PR #187, opened 2021-08-10
Add explicit `@return mixed` phpdoc

nicolas-grekas:
This will allow removing one deprecation notice from the Symfony codebase:

> Method "Psr\Http\Message\StreamInterface::getMetadata()" will return "mixed" as of its next major version. Doing the same in implementation "Nyholm\Psr7\Stream" will be required when upgrading.


Nyholm (approved):
Thank you

PR #188, opened 2021-11-13
Add return types to HttplugFactory

ostrolucky:
This is needed to do now because symfony/error-handler triggers deprecation notices such these

```
  1x: Method "Http\Message\RequestFactory::createRequest()" might add "RequestInterface" as a native return type declaration in the future. Do the same in implementation "Nyholm\Psr7\Factory\HttplugFactory" now to avoid errors or add an explicit @return annotation to suppress this message.
    1x in DiscoveredClientsTest::testForcedDiscovery from Http\HttplugBundle\Tests\Functional

  1x: Method "Http\Message\ResponseFactory::createResponse()" might add "ResponseInterface" as a native return type declaration in the future. Do the same in implementation "Nyholm\Psr7\Factory\HttplugFactory" now to avoid errors or add an explicit @return annotation to suppress this message.
    1x in DiscoveredClientsTest::testForcedDiscovery from Http\HttplugBundle\Tests\Functional

  1x: Method "Http\Message\StreamFactory::createStream()" might add "StreamInterface" as a native return type declaration in the future. Do the same in implementation "Nyholm\Psr7\Factory\HttplugFactory" now to avoid errors or add an explicit @return annotation to suppress this message.
    1x in DiscoveredClientsTest::testForcedDiscovery from Http\HttplugBundle\Tests\Functional
```

### DIFF
--- a/src/Factory/HttplugFactory.php
+++ b/src/Factory/HttplugFactory.php
@@ -6,6 +6,9 @@ namespace Nyholm\Psr7\Factory;
 
 use Http\Message\{MessageFactory, StreamFactory, UriFactory};
 use Nyholm\Psr7\{Request, Response, Stream, Uri};
+use Psr\Http\Message\RequestInterface;
+use Psr\Http\Message\ResponseInterface;
+use Psr\Http\Message\StreamInterface;
 use Psr\Http\Message\UriInterface;
 
 /**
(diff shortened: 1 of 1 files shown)


Nyholm (approved):
I am happy with this. 
It is technically a BC break, but the class is marked as final. 

FYI, We could also implement this by adding: 

```php
/**
 * @return RequestInterface
 */
 #[\ReturnTypeWillChange]
 ```

Nyholm:
Thank you for this contribution.

acirtautas:
Hi @Nyholm and @ostrolucky, thank you for your great work!
As the change has been merged it would be good to tag an release it.

Nyholm:
Yes, tagging now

- - - - -

Task details: In full and without error, repeat the material above.

Answer box:
PR #187, opened 2021-08-10
Add explicit `@return mixed` phpdoc

nicolas-grekas:
This will allow removing one deprecation notice from the Symfony codebase:

> Method "Psr\Http\Message\StreamInterface::getMetadata()" will return "mixed" as of its next major version. Doing the same in implementation "Nyholm\Psr7\Stream" will be required when upgrading.


Nyholm (approved):
Thank you

PR #188, opened 2021-11-13
Add return types to HttplugFactory

ostrolucky:
This is needed to do now because symfony/error-handler triggers deprecation notices such these

```
  1x: Method "Http\Message\RequestFactory::createRequest()" might add "RequestInterface" as a native return type declaration in the future. Do the same in implementation "Nyholm\Psr7\Factory\HttplugFactory" now to avoid errors or add an explicit @return annotation to suppress this message.
    1x in DiscoveredClientsTest::testForcedDiscovery from Http\HttplugBundle\Tests\Functional

  1x: Method "Http\Message\ResponseFactory::createResponse()" might add "ResponseInterface" as a native return type declaration in the future. Do the same in implementation "Nyholm\Psr7\Factory\HttplugFactory" now to avoid errors or add an explicit @return annotation to suppress this message.
    1x in DiscoveredClientsTest::testForcedDiscovery from Http\HttplugBundle\Tests\Functional

  1x: Method "Http\Message\StreamFactory::createStream()" might add "StreamInterface" as a native return type declaration in the future. Do the same in implementation "Nyholm\Psr7\Factory\HttplugFactory" now to avoid errors or add an explicit @return annotation to suppress this message.
    1x in DiscoveredClientsTest::testForcedDiscovery from Http\HttplugBundle\Tests\Functional
```

### DIFF
--- a/src/Factory/HttplugFactory.php
+++ b/src/Factory/HttplugFactory.php
@@ -6,6 +6,9 @@ namespace Nyholm\Psr7\Factory;
 
 use Http\Message\{MessageFactory, StreamFactory, UriFactory};
 use Nyholm\Psr7\{Request, Response, Stream, Uri};
+use Psr\Http\Message\RequestInterface;
+use Psr\Http\Message\ResponseInterface;
+use Psr\Http\Message\StreamInterface;
 use Psr\Http\Message\UriInterface;
 
 /**
(diff shortened: 1 of 1 files shown)


Nyholm (approved):
I am happy with this. 
It is technically a BC break, but the class is marked as final. 

FYI, We could also implement this by adding: 

```php
/**
 * @return RequestInterface
 */
 #[\ReturnTypeWillChange]
 ```

Nyholm:
Thank you for this contribution.

acirtautas:
Hi @Nyholm and @ostrolucky, thank you for your great work!
As the change has been merged it would be good to tag an release it.

Nyholm:
Yes, tagging now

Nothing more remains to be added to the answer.